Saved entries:
┌──
PR #214, opened 2026-03-20
oor: retry mark-inputs-spent on resume

bhandras:
## Summary

This is a focused client-side fix for the real retry classification bug we
surfaced while investigating the flaky `TestOORClientResumeAfterCoSign`
failure in `lightninglabs/darepo#184`.

When the OOR FSM reaches `AwaitingLocalVTXOUpdate`, the local persistence
handler routes `MarkInputsSpentRequest` through `CompleteSpend`. If that path
fails during shutdown or restart overlap, we want to preserve retry metadata
and resume the session later. Before this change, the handler returned a plain
error, so the actor checkpointed the session as `Failed` even though the
failure was transient.

## What changed

- wrap `CompleteSpend` failures in `NewRetryableOutboxError`
- keep the fallback direct-store path unchanged
- add a handler-level regression asserting mark-inputs-spent failures are
  tagged retryable
- add a durable restart regression proving the session stays in
  `AwaitingLocalVTXOUpdate`, preserves retry metadata across restart, and
  completes after explicit resume
- make the actor log message say it is mapping handler failures to outbox
  error events rather than claiming every failure is retryable

## Testing

- `go test ./oor -count=1`
- `make lint-changed-local base=origin/main`
- `python3 scripts/commit_message.py lint --range origin/main..HEAD`

### DIFF
--- a/oor/actor_resume_test.go
+++ b/oor/actor_resume_test.go
@@ -2,6 +2,7 @@ package oor
 
 import (
 	"context"
+	"fmt"
 	"sync/atomic"
 	"testing"
 	"time"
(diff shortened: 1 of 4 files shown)


oor/local_persistence_handler.go
```diff
@@ -168,8 +168,13 @@ func (h *LocalPersistenceOutboxHandler) handleMarkInputsSpent(
...
 		err := h.CompleteSpend(ctx, msg.Outpoints)
 		if err != nil {
-			return nil, fmt.Errorf("complete spend via "+
-				"manager: %w", err)
+			wrappedErr := fmt.Errorf(
+				"complete spend via manager: %w", err,
+			)
+
+			return nil, NewRetryableOutboxError(
+				wrappedErr, 0,
```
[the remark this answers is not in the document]
ellemouton: makes sense

oor/local_persistence_handler_test.go
```diff
@@ -601,6 +601,9 @@ func TestLocalPersistenceHandlerMarkInputsSpentCompleterError(t *testing.T) {
 	)
 	require.Error(t, err)
 	require.ErrorContains(t, err, "actor unavailable")
+	var retryErr *RetryableOutboxError
+	require.ErrorAs(t, err, &retryErr)
+	require.Zero(t, retryErr.RetryAfter)
```
ellemouton: 👍

oor/actor_resume_test.go
```diff
@@ -1339,3 +1340,175 @@ func TestOORClientActorDurableRestartAutoResume(t *testing.T) {
 		}
 	}, 5*time.Second, 50*time.Millisecond)
 }
+
+// TestOORClientActorDurableRestartRetriesMarkInputsSpent asserts that a
+// retryable local-spend completion failure survives restart without moving the
+// session into Failed.
+func TestOORClientActorDurableRestartRetriesMarkInputsSpent(t *testing.T) {
```
ellemouton, line 1347: could be cool just to add a bit of comments in this test 🙏

ellemouton (approved):
nice catch, thanks! 🙏

oor/actor_resume_test.go
bhandras: codex: Added a few targeted comments in the test around the three non-obvious phases: the first transient `CompleteSpend` failure, the fact that retry metadata is exported before the first actor stops, and the distinction between restart scheduling retry vs. explicit resume replaying the local spend completion.

oor/local_persistence_handler.go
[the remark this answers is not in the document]
bhandras: codex: Folded this in. I switched the call site to pass `defaultRetryDelay` directly so the backoff policy is obvious at the handler boundary, and updated the handler test to assert that explicit retry delay instead of the old zero-value placeholder.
└──
▶ TASK ITEM
State how many lines in the data include the string "path". Nothing else belongs in the reply.

▶ EXERCISE RESPONSE
2